REQUIREMENT:
Copy each line of the data beneath in which the word "reduce" appears.

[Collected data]

== Segment start ==

PR #2479, opened 2021-02-03
Consistent SVG star icon sizing ★★★☆☆

mxdvl:
## What does this change?

Makes the stroke of the star icons `inside` rather than `centred` for visual consistency.

By using the filled shape as a `clip-path` to the stroke-shape, and doubling the stroke width, we achieve the same visual result as if the stroke was inside the shape.

image

<details>
    <summary>Example SVG code</summary>

```xml
<svg xmlns="http://www.w3.org/2000/svg" xmlns:xlink="http://www.w3.org/1999/xlink" width="600" height="200"
	viewBox="-2 -2 60 20">
	<path id="star" paint-order="stroke"
		d="M0 5.2L3.7 8l-1.4 4.6.5.4 3.7-2.8 3.7 2.8.5-.4L9.3 8 13 5.2l-.2-.6H8.2L6.8 0h-.6L4.8 4.6H.2l-.2.6z">
	</path>
	<clipPath id="clip">
		<use xlink:href="#star" stroke="none" />
	</clipPath>

	<use xlink:href="#star" fill="rgba(255,100,0,0.5)" />
	<use x="15" xlink:href="#star" stroke="black" stroke-width="1" fill="rgba(255,100,0,0.5)" />
	<use x="30" xlink:href="#star" stroke="black" stroke-width="2" fill="rgba(255,100,0,0.5)" />
	<use x="45" xlink:href="#star" stroke="black" stroke-width="2" fill="rgba(255,100,0,0.5)" clip-path="url(#clip)" />

	<g text-anchor="middle" font-size="2px" font-family="sans-serif">
		<text y="16" x="7">baseline</text>
		<text y="16" x="7" dx="15">centred 1px</text>
		<text y="16" x="7" dx="30">centred 2px</text>
		<text y="16" x="7" dx="45">2px clipped</text>
	</g>
</svg>
```

</details>

## Screenshot

| Before      | After      |
|-------------|------------|
| ![before][] | ![after][] |

[before]: https://user-images.githubusercontent.com/76776/106797722-fe894280-662a-11eb-851d-08329fda52b2.png
[after]: https://user-images.githubusercontent.com/76776/106797762-0b0d9b00-662b-11eb-9199-27cb32c3181c.png

## Why?

It looks weird that empty stars are bigger than filled ones.

### DIFF
--- a/src/static/icons/star.svg
+++ b/src/static/icons/star.svg
@@ -1,3 +1,8 @@
 <svg width="14" height="13" viewBox="0 0 14 13">
-    <path d="M0 5.2L3.7 8l-1.4 4.6.5.4 3.7-2.8 3.7 2.8.5-.4L9.3 8 13 5.2l-.2-.6H8.2L6.8 0h-.6L4.8 4.6H.2l-.2.6z"></path>
+    <path id="star" clip-path="url(#clip)" stroke-width="2"
+        d="M0 5.2L3.7 8l-1.4 4.6.5.4 3.7-2.8 3.7 2.8.5-.4L9.3 8 13 5.2l-.2-.6H8.2L6.8 0h-.6L4.8 4.6H.2l-.2.6z">
+    </path>
+    <clipPath id="clip">
+        <use xlink:href="#star" stroke="none" />
+    </clipPath>
 </svg>


oliverlloyd (approved):
Oh, well done, this is @paperboyo level perfection. I hadn't even noticed this but as soon as you pointed it out it's suddenly shouting at me that the empty star is too big!

Just a thought and not a blocker for this PR, but is this improvement also worth adding to the star icon in Source?

https://theguardian.design/2a1e5182b/p/3892a2-icons/i/13404924

paperboyo:
Mega! Also, pointy not tempered corners: 👏 .

oliverlloyd:
@liywjl do you think we need to check this against your special 6th star?

mxdvl:
I still think that it would be best for Source to provide two distinct icons for the star. The benefir of one `filled` and one `empty` star is that Figma will [automagically adjust the path][1] so it works with a centred stroke (emphasis mine):

> #### Inside/Outside Strokes
>
> Because SVG only supports center strokes, design tools have had to devise various workarounds to simulate inside and outside strokes. Previously, we did this by using center strokes with a doubled stroke width. That is visually equivalent to having both an inside and outside stroke so we used a mask to hide the unnecessary half. This approach greatly inflated the file size and complicated the markup.
> 
> **We now try to adjust the points in the path such that the visual result will resemble an inside or outside stroke while using center strokes with the original stroke width.** For example, a rectangle with an inner stroke can be represented as smaller rectangle with a center stroke.

cc. @SiAdcock @akemitakagi 

[1]: https://www.figma.com/blog/with-figmas-new-svg-exports-less-more/

mxdvl:
Added a visual explanation of what is happening with the clip-path:

```svg
<svg xmlns="http://www.w3.org/2000/svg" xmlns:xlink="http://www.w3.org/1999/xlink" width="600" height="200"
	viewBox="-2 -2 60 20">
	<path id="star" paint-order="stroke"
		d="M0 5.2L3.7 8l-1.4 4.6.5.4 3.7-2.8 3.7 2.8.5-.4L9.3 8 13 5.2l-.2-.6H8.2L6.8 0h-.6L4.8 4.6H.2l-.2.6z">
	</path>
	<clipPath id="clip">
		<use xlink:href="#star" stroke="none" />
	</clipPath>

	<use xlink:href="#star" fill="rgba(255,100,0,0.5)" />
	<use x="15" xlink:href="#star" stroke="black" stroke-width="1" fill="rgba(255,100,0,0.5)" />
	<use x="30" xlink:href="#star" stroke="black" stroke-width="2" fill="rgba(255,100,0,0.5)" />
	<use x="45" xlink:href="#star" stroke="black" stroke-width="2" fill="rgba(255,100,0,0.5)" clip-path="url(#clip)" />

	<g text-anchor="middle" font-size="2px" font-family="sans-serif">
		<text y="16" x="7">baseline</text>
		<text y="16" x="7" dx="15">centred 1px</text>
		<text y="16" x="7" dx="30">centred 2px</text>
		<text y="16" x="7" dx="45">2px clipped</text>
	</g>
</svg>
```

mxdvl:
I think this broke `main`?

ashishpuliyel:
I rate this PR
:star2::star2::star2::star2::star2:

gtrufitt:
We had reports that on AMP, we're seeing star that have gone walkabout on Safari and Chrome on IOS 14.4:

image

I can't replicate it *but* I can see the last star render first and the others pop in later on my phone.

I'm not sure whether this PR is related at all!

However, I wondered whether the clip path using and href of #star and an id of star matters or whether the svg essentially creates a shadow-dom where the same ID for each of the svgs doesn't matter?

Any other thought that might be causing this behaviour (outside of this change!) @mxdvl ?

mxdvl:
Hey @gtrufitt — I can’t replicate this first star showing, but can only say that the SVG _does not_ create a shadow DOM. That only happens with `<use xlink:href="#star">` and indeed the first instance of id `star` on the page will be used as the reference.

What is most peculiar is that these SVGs are inlined, so they should already be fully loaded when the HTML is parsed.

gtrufitt:
Interesting, thanks

> What is most peculiar is that these SVGs are inlined, so they should already be fully loaded when the HTML is parsed.

yeah... I *think* maybe all the star end up in the same position, i.e a layout issue rather than a rendering issue

mxdvl:
That would make more sense, actually, but I was unable to reproduce this issue, even with the slowest throttle on my device.

mxdvl:
@gtrufitt, might be worth investigating if #2732 helped at all with the issues you’ve seen.

PR #3975, opened 2022-02-11
Move dev dependencies to `devDependencies`

arelra:
## Why?

Mainly to reduce the noise in dependencies and increase the clarity of runtime dependencies.

Probably minimal performance improvement on a fresh production install, but in theory it should be a _tiny_ bit quicker.


mxdvl (approved):
you’re a champ!

arelra:
> you’re a champ!

<3 tis a small thing. I think I have `package.json` OCD.

PR #3976, opened 2022-02-11
Fix the way we remove placeholders post-render

jamesgorrie:
## What does this change?
- moves `data-name=placeholder` to root of `Placeholder`
- refactors `Portal` code to remove the root element's child because of ☝️ 
- allows us to hydrate conditionally in `doHydration` so we can `render` instead of `hydrate` if we're `clientOnly` as we shouldn't be hydrating non SSRed content

## Why?
We're seeing the way placeholders are found and removed to be buggy. This is a little more specific and easy to understand. And it fixes the bug. 

This could probably use a little tidy up, but mostly round the `Portal` code that we're removing anyway.

### Before
Screenshot 2022-02-11 at 15 12 50

### After
Screenshot 2022-02-11 at 15 13 35

### DIFF
--- a/dotcom-rendering/src/web/browser/islands/doHydration.ts
+++ b/dotcom-rendering/src/web/browser/islands/doHydration.ts
@@ -1,5 +1,5 @@
 /* eslint-disable @typescript-eslint/no-unsafe-member-access */
-import { hydrate, h } from 'preact';
+import { hydrate, render, h } from 'preact';
 import { initPerf } from '../initPerf';
 
 /**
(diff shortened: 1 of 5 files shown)


OllysCoding (approved):
Paired on this, +1

dotcom-rendering/src/web/browser/islands/doHydration.ts
```diff
@@ -26,7 +26,15 @@ export const doHydration = (name: string, data: any, element: HTMLElement) => {
 		`../../components/${name}.importable`
 	)
 		.then((module) => {
-			hydrate(h(module[name], data), element);
+			const clientOnly = element.getAttribute('clientOnly') === 'true';
```
oliverlloyd, line 29: We can do this in another PR but ideally this value would be passed in as a param, from init. Just in terms of following the existing patterns

PR #3978, opened 2022-02-11
Move the `mostpop` ad slot out of its island

chrislomaxjones:
## What does this change?

Move the `mostpop` ad slot out of the island that wraps the `MostViewedFooter`.

Achieve this by:
1. Removing the importable component `MostViewedFooter`.
2. Using the `MostViewedFooterLayout` component directly.
3. Push the island further down to wrap `MostViewedFooterData` and move the cypress AB test attributes and associated logic to this level. This requires we use an `WithABProvider` within `MostViewedFooterData`.

## Why?

The `mostpop` slot is present on pages next to the "most viewed" footer at the bottom of article pages.

We require static ad slots such as `mostpop` be on the page at the point the commercial bundle attempts to fill advert slots. Since it was placed inside an island, hydration is deferred until this section is visible. Therefore it remains possible the slot isn't present at the point we fill advert slots and therefore is never filled.

By moving the `mostpop` slot out of the island, it'll be rendered server side and therefore it's guaranteed to be present on the page at the point the commercial bundle runs.


oliverlloyd (approved):
🥇

dotcom-rendering/src/web/components/MostViewedFooter.stories.tsx
```diff
@@ -3,17 +3,26 @@ import fetchMock from 'fetch-mock';
...
+const HydratedLayout = ({ children }: { children: React.ReactNode }) => {
+	useEffect(() => {
+		doStorybookHydration();
+	});
+	return <>{children}</>;
+};
 
 export default {
-	component: MostViewedFooter,
+	component: MostViewedFooterLayout,
```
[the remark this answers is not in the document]
chrislomaxjones: Good spot!

dotcom-rendering/src/web/components/MostViewedFooterData.importable.tsx
```diff
@@ -2,17 +2,29 @@ import { css } from '@emotion/react';
...
+type WithABProps = {
+	sectionName?: string;
+	palette: Palette;
+	ajaxUrl: string;
+};
 
 type Props = {
 	sectionName?: string;
 	palette: Palette;
 	ajaxUrl: string;
```
lucymonie, line 24: You could use `extends` here to reduce type duplication 🙂

dotcom-rendering/src/web/components/MostViewedFooterLayout.tsx
```diff
@@ -64,26 +63,19 @@ interface Props {
...
+	isDev?: boolean;
 }
 
 export const MostViewedFooterLayout = ({
 	sectionName,
 	format,
+	switches,
+	pageIsSensitive,
+	isDev,
 	ajaxUrl,
```
lucymonie, line 77: This is a total nitpick, but it might be good to have the props listed in the same order as the types for easier comparison.

lucymonie (approved):
This makes sense. Just a couple of tiny suggestions 👍🏻

dotcom-rendering/src/web/components/MostViewedFooterData.importable.tsx
chrislomaxjones: Great idea

PR #3980, opened 2022-02-14
Hydrate blocks

oliverlloyd:
## What does this change?
We now hydrate new live blog blocks as part of inserting them into the dom

## Why?
So that we can have interactive (uses javascript) content dynamically appear in live blogs


AshCorr (approved):
LGTM! Love the commenting!

PR #3981, opened 2022-02-14
`ShareCount` should be named using importable

oliverlloyd:
## What does this change?
This fixes an oversight in [my previous PR](https://github.com/guardian/dotcom-rendering/pull/3959) where I failed to rename the component I was using as an island

## How did this get through?
Because we don't (and won't) use this component anywhere so it's never loaded and doesn't need to be tested

## Why bother?
We're deleting this code soon anyway but we want to do that in it's own PR as part of a wider (careful) code removal exercise and until that point we should still keep things semantically correct to avoid confusion.


mxdvl (approved):
ofc

PR #3982, opened 2022-02-14
Revert single front door test

marialani:
We're now ready to end the Single Front Door test so we can revert these changes.

Reverts guardian/dotcom-rendering#3832


GHaberis (approved):

marialani:
Though we have re-added the footer it doesn't appear in the diff of the chromatic UI tests. Presumably this is the expected behaviour as the component is [lazy loaded](https://github.com/guardian/dotcom-rendering/blob/main/dotcom-rendering/src/web/components/Lazy.tsx)

mxdvl:
Interestingly, it started appearing in #4126 🤷

PR #3987, opened 2022-02-14
Don't wait for hydration in Cypress commercial test

chrislomaxjones:
## What does this change?

In the commercial Cypress test, remove the step where we wait for the `MostViewedFooter` island to be hydrated before proceeding.

## Why?

Now that the `mostpop` ad slot is not in an island (#3978), there is no need to wait for this hydration step.

It also should fix the test, as this should really wait for `MostViewedFooterData` (I'm not sure why this didn't get caught in the #3978's branch Cypress run 🤔 )


oliverlloyd (approved):
👍

PR #3988, opened 2022-02-14
feat: Adds Last updated to liveblogs and deadblogs

AshCorr:
## What does this change?

- Adds a "Last updated" timestamp to the left of the standfirst.
- Updates the timestamp every time a new block is loaded.

## Before After

| Before      | After      | Frontend      |
| --------- | -------- | ------------ |
| image| image| image |
| image| image| image|


dotcom-rendering/src/web/layouts/LiveLayout.tsx
```diff
@@ -609,7 +610,16 @@ export const LiveLayout = ({ CAPI, NAV, format, palette }: Props) => {
 								/>
 							</GridItem>
 							<GridItem area="lastupdated">
-								<></>
+								{CAPI.blocks.length &&
```
AshCorr, line 613: Not sure if its actually possible to have an article with 0 blocks?

dotcom-rendering/src/web/components/Liveness.importable.tsx
```diff
@@ -144,6 +149,11 @@ export const Liveness = ({
 				insertNewBlocks(data.html);
 				hydrateBlocks();
 
+				if (lastUpdated) {
+					lastUpdated.setAttribute('dateTime', new Date().toString());
```
AshCorr, line 153: Ideally this date would come from the new blocks being added, but thats not really included in the data we get from frontend. Setting the lastUpdated to Now instead _should_ hopefully be fine since we poll fairly often anyway.

dotcom-rendering/src/web/components/ArticleLastUpdated.tsx
```diff
@@ -0,0 +1,72 @@
...
+	const displayString = timeAgo(lastUpdated);
+	const date = new Date(lastUpdated);
+
+	return (
+		<div css={lastUpdatedStyles(palette)}>
+			{format.design === ArticleDesign.LiveBlog && (
+				<span css={livePulseIconStyles(palette)}>LIVE</span>
+			)}
+			&nbsp;Updated&nbsp;
+			<time
```
AshCorr, line 63: I should make this into a component.

dotcom-rendering/src/web/components/ArticleLastUpdated.tsx
```diff
@@ -0,0 +1,72 @@
...
+	font-size: 0.75rem;
+	line-height: 1rem;
+	font-family: 'Guardian Text Sans Web', 'Helvetica Neue', Helvetica, Arial,
+		'Lucida Grande', sans-serif;
+	padding-bottom: 0.125rem;
+	padding-top: 0.125rem;
+	color: ${palette.text.standfirst};
+`;
+
+const livePulseIconStyles = (palette: Palette) => css`
```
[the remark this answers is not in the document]
AshCorr: Ooh, thanks, didn't realize this existed

dotcom-rendering/src/web/components/Liveness.importable.tsx
```diff
@@ -144,6 +149,11 @@ export const Liveness = ({
...
+					updateTimeElements();
```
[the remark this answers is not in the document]
AshCorr: Yep, originally I left it to be updated automatically. Felt like it looked better if it was updated at the exact same moment that the new blocks get added to the page though.

dotcom-rendering/src/web/components/Liveness.importable.tsx
oliverlloyd: Hmm, that's actually a really good point. Should we display server time or client time?

I wonder what Frontend does here.

One point to consider is that the calculation by `timeAgo` is using `now` so perhaps always using local time is more accurate and less likely to result in strange results (here the reader's local time is wildly off)

dotcom-rendering/src/web/components/ArticleLastUpdated.tsx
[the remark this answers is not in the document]
oliverlloyd: Sorry, my fault. I should have include links in the ticket.

dotcom-rendering/src/web/components/Liveness.importable.tsx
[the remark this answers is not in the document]
oliverlloyd: That's actually a really interesting point. I didn't see this before but the issue is the display string of the element will no longer reflect the `dateTime` attribute value and yeah, it will basically be wrong.

You're right. This string should be updated at this point.

Maybe there's a way to update the string value on the element directly (the same as you're updating the attribute) or maybe there's a way to change the api for `updateTimeElements` to make it more targetted? You could perhaps have `updateTimeElement` (singular) or perhaps pass in an element?

dotcom-rendering/src/web/layouts/LiveLayout.tsx
```diff
@@ -610,7 +611,15 @@ export const LiveLayout = ({ CAPI, NAV, format, palette }: Props) => {
...
+									CAPI.blocks[0].blockLastUpdated && (
+										<ArticleLastUpdated
```
ioannakok, line 616: Amazing work, Ash! One thing I noticed: You might want to double check how `ArticleLastUpdated` sits in the grid for 740px breakpoint. I can see a shift happening. Example stories:

Liveblog: https://www.chromatic.com/test?appId=5dfcbf3012392c0020e7140b&id=620bc34e4528a3003a62839b
Deadblog: https://www.chromatic.com/test?appId=5dfcbf3012392c0020e7140b&id=620bc34e4528a3003a62839f

AshCorr: Good catch, thanks Ionna!

dotcom-rendering/src/web/components/ArticleLastUpdated.tsx
```diff
@@ -0,0 +1,49 @@
...
+export const ArticleLastUpdated = ({ format, lastUpdated }: Props) => {
+	const palette = decidePalette(format);
+	const displayString = timeAgo(lastUpdated);
+	const date = new Date(lastUpdated);
+
+	return (
+		<div css={lastUpdatedStyles(palette)}>
+			{format.design === ArticleDesign.LiveBlog && (
+				<span css={livePulseIconStyles}>
+					<Island>
```
oliverlloyd, line 33:
```suggestion
					<Island deferUntil="idle">
```

dotcom-rendering/src/web/components/Liveness.importable.tsx
```diff
@@ -104,6 +105,10 @@ const topOfBlog: Element | null = !isServer
 	? window.document.querySelector('[data-gu-marker=top-of-blog]')
 	: null;
 
+const lastUpdated: Element | null = !isServer
+	? window.document.querySelector('[data-gu-marker=liveblog-last-updated]')
```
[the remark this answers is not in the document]
oliverlloyd: That said, I'm happy with this for now and don't want to block this PR

oliverlloyd (approved):
Really impressive stuff

dotcom-rendering/src/web/layouts/LiveLayout.tsx
```diff
@@ -610,7 +611,18 @@ export const LiveLayout = ({ CAPI, NAV, format, palette }: Props) => {
 								/>
 							</GridItem>
 							<GridItem area="lastupdated">
-								<></>
+								<Hide until="desktop">
+									{CAPI.blocks.length &&
+										CAPI.blocks[0].blockLastUpdated && (
```
JamieB-gu, line 616: Is this the same as `content.fields.lastModified`?

AshCorr: When we load new blocks we don't get access to the full CAPI body, just the new blocks, so we won't have access to content.fields.lastModified. I think perhaps we should keep using blockLastUpdated because of that.

PR #3993, opened 2022-02-15
Remove filters from Webpack configs

mxdvl:
## What does this change?

Removes the strange `.filter(Boolean)` used in the Webpack configs for a more idiomatic ternary.

## Why?

Preps the changes coming in #3967, and ensures git history is kept.


jamesgorrie (approved):
✨

PR #3999, opened 2022-02-15
Ignore .env

mxdvl:
## What does this change?

Ignore .env

## Why?

If someone create the file to test chormatic locally, they might share private data by mistake


oliverlloyd (approved):
💯

PR #4001, opened 2022-02-15
Put all npm dependencies in `dependencies`

sndrs:
## What does this change?

collapses each project's npm dependencies into the `dependencies` field

## Why?

- these are application not libraries, the distinction doesn't affect us or our users
- as evidenced by the types of packages in `dependencies` and `devDependencies` of each package, it confuses us
- it makes it hard to know what is installed where, because the alpha sorting is spread across 10s of lines in 2 groups

_Prep work for #3998_


jamesgorrie (approved):
Given we don't use `yarn install --production` anywhere, as I can see, we weren't getting any benefit anywho.

oliverlloyd (approved):
Simpler

sndrs:
> Given we don't use `yarn install --production` anywhere, as I can see, we weren't getting any benefit anywho.

if we _should_ be doing that, we're not going to get only prod-only deps right now anyway. might as well make that explicit (and then fix it that's wrong)

arelra:
Just adding to:

> Given we don't use yarn install --production anywhere

[Yarn](https://classic.yarnpkg.com/en/docs/cli/install#toc-yarn-install-production-true-false) and [npm](https://docs.npmjs.com/cli/v8/commands/npm-install) docs mention:

> Yarn will not install any package listed in devDependencies if the NODE_ENV environment variable is set to production. Use this flag to instruct Yarn to ignore NODE_ENV and take its production-or-not status from this flag instead.

So if `NODE_ENV=production` for the `install` step that's also a route to only get runtime deps.

I can see that it is _not_ set for the `makefile` `install` step but I'm not sure of the setup on TeamCity.

imo separating deps is worth it to:
- make it easier to determine what is used at runtime vs being lost in the noise of devDeps
- reduce our prod build footprint by a couple of neutron stars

== Segment end ==

RESULT OF THIS TASK:
Mainly to reduce the noise in dependencies and increase the clarity of runtime dependencies.
lucymonie, line 24: You could use `extends` here to reduce type duplication 🙂
- reduce our prod build footprint by a couple of neutron stars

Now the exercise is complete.